▸ **Brief**: Count the lines in the records that hold the string "approved". Only the number should be given.

Stored items:
# # # # # # #

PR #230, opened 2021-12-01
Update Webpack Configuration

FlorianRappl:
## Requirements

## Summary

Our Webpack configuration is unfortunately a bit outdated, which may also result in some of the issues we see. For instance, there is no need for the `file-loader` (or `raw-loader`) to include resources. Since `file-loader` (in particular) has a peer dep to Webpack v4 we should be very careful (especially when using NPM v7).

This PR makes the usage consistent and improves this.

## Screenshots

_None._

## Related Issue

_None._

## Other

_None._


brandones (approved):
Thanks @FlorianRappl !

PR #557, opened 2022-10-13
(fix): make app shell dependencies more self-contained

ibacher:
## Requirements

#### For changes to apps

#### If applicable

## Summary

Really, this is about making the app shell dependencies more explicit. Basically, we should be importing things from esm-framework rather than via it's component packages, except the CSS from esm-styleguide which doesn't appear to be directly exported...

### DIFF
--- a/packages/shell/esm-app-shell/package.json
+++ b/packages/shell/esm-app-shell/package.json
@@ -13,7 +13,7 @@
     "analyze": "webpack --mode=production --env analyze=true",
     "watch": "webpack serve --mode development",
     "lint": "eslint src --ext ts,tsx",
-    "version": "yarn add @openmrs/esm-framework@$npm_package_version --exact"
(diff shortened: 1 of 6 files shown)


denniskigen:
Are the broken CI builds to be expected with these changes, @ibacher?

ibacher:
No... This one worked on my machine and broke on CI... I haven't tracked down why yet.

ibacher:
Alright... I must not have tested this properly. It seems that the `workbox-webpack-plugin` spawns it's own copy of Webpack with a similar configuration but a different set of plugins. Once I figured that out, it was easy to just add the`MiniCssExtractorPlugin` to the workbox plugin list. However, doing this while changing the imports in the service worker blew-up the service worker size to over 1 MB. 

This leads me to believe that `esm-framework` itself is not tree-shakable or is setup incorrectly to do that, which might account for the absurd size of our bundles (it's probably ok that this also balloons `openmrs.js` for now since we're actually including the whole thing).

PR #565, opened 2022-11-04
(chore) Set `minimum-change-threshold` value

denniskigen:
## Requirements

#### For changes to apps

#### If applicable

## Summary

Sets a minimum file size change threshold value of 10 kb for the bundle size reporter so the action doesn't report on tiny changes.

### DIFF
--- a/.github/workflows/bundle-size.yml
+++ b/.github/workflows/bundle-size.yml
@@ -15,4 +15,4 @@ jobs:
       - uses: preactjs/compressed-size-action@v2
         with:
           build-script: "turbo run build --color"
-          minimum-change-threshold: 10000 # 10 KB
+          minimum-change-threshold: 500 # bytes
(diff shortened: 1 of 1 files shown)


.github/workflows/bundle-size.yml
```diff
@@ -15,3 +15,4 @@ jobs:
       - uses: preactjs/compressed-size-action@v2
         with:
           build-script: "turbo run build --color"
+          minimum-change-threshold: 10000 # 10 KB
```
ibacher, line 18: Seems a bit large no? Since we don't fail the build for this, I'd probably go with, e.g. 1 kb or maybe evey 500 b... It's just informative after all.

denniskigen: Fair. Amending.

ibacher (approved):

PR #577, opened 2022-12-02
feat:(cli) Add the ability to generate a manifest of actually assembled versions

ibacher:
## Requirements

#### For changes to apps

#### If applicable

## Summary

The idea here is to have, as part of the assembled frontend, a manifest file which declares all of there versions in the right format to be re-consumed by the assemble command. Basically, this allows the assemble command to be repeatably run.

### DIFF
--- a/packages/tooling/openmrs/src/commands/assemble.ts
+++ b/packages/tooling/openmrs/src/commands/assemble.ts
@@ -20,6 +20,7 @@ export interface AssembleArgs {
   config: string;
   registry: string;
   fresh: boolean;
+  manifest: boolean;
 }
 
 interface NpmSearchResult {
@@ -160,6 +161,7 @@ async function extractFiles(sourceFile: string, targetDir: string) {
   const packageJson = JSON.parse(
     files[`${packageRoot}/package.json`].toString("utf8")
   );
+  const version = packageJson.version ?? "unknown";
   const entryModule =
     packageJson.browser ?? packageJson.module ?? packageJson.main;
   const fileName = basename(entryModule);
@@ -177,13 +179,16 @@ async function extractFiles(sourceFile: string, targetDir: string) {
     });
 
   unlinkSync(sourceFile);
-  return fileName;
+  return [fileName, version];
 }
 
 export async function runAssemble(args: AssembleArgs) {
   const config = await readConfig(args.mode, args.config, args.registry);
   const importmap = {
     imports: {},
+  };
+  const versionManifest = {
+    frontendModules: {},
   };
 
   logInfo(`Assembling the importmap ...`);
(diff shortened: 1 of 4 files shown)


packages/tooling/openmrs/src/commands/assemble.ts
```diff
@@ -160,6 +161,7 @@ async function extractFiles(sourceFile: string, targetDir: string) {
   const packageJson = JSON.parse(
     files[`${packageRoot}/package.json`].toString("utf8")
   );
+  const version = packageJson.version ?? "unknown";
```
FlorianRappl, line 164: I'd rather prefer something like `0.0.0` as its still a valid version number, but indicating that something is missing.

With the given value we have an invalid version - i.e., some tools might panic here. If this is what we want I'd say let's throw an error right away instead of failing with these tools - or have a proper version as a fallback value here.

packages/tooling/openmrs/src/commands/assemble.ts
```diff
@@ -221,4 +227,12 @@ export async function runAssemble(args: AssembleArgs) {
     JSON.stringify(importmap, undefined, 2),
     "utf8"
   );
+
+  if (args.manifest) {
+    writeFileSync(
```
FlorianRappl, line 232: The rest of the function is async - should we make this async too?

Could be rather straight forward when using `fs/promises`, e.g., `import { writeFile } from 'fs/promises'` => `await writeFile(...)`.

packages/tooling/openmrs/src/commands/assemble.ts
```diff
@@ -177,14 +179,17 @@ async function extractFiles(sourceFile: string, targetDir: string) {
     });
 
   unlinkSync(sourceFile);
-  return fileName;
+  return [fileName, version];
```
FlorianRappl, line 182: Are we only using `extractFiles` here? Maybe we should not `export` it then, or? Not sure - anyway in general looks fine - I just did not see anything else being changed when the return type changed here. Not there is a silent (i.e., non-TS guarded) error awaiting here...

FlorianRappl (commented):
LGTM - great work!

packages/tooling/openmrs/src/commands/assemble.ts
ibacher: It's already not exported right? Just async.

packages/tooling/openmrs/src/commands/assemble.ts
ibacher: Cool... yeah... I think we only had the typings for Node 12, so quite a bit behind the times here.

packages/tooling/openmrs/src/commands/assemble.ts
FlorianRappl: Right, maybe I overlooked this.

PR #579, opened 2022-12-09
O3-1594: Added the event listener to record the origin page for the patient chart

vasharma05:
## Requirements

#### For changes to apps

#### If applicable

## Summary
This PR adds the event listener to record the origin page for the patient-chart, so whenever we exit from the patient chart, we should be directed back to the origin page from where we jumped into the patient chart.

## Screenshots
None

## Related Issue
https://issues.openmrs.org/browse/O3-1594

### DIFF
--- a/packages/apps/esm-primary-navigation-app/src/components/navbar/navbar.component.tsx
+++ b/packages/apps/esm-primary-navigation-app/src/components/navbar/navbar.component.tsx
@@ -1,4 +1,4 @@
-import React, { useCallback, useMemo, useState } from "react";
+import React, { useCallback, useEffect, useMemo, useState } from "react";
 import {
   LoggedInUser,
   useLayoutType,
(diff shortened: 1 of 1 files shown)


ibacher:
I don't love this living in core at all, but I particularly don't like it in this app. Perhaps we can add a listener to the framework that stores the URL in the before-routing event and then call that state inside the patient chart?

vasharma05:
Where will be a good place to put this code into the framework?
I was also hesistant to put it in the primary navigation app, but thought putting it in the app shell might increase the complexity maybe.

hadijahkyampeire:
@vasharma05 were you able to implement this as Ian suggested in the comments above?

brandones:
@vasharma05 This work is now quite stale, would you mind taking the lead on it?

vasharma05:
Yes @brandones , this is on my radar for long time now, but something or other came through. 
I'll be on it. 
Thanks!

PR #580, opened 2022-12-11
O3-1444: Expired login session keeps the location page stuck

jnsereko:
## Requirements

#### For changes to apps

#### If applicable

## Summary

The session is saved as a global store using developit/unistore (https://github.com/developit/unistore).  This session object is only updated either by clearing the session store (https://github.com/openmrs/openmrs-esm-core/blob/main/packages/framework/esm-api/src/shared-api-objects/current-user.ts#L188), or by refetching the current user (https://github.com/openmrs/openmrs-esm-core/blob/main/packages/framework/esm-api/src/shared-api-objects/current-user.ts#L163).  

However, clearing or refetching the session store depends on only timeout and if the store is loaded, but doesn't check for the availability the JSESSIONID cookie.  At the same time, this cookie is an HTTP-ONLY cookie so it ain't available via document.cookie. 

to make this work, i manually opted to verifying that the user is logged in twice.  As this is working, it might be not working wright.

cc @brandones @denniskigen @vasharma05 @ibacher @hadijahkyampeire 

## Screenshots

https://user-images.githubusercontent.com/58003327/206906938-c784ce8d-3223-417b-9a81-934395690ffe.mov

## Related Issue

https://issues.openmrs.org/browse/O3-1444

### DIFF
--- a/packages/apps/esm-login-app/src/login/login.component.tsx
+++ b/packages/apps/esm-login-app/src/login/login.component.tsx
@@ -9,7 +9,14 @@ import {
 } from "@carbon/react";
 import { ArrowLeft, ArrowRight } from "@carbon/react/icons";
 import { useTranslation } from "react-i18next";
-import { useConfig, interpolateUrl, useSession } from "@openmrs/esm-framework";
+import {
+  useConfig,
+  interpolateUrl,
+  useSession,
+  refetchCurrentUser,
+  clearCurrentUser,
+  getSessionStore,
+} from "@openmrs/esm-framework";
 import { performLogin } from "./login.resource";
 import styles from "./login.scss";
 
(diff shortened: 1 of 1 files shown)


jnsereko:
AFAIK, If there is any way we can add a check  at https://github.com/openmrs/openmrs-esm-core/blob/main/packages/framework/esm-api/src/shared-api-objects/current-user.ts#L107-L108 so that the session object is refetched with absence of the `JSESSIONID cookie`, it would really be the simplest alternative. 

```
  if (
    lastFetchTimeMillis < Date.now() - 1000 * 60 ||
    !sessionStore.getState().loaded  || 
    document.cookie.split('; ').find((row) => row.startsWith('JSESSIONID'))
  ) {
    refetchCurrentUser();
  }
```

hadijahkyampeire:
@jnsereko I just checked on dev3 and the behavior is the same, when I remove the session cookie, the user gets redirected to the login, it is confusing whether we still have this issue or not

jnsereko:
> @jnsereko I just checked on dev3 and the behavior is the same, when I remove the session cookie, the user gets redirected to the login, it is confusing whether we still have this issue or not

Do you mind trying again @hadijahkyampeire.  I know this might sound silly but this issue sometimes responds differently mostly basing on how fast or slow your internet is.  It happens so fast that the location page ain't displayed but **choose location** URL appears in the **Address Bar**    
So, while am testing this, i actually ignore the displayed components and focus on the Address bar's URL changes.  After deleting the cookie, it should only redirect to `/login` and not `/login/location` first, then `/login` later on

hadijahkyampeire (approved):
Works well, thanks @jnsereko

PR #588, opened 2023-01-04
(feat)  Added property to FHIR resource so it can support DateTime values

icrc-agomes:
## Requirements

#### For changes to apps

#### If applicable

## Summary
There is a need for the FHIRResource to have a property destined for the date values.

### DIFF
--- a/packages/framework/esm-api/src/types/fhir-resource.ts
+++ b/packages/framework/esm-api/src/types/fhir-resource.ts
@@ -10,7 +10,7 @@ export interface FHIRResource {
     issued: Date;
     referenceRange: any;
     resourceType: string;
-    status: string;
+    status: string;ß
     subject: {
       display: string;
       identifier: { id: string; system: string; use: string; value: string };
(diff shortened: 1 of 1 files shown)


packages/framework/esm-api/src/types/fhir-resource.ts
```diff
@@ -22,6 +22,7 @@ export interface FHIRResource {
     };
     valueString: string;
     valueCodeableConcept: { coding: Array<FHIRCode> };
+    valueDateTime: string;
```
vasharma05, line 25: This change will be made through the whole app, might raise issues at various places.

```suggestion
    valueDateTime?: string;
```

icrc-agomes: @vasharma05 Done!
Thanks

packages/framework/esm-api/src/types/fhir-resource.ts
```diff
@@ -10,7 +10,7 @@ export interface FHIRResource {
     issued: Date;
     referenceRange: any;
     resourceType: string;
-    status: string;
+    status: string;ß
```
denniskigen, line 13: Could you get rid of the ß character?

# # # # # # #

▸ **Written response**: 3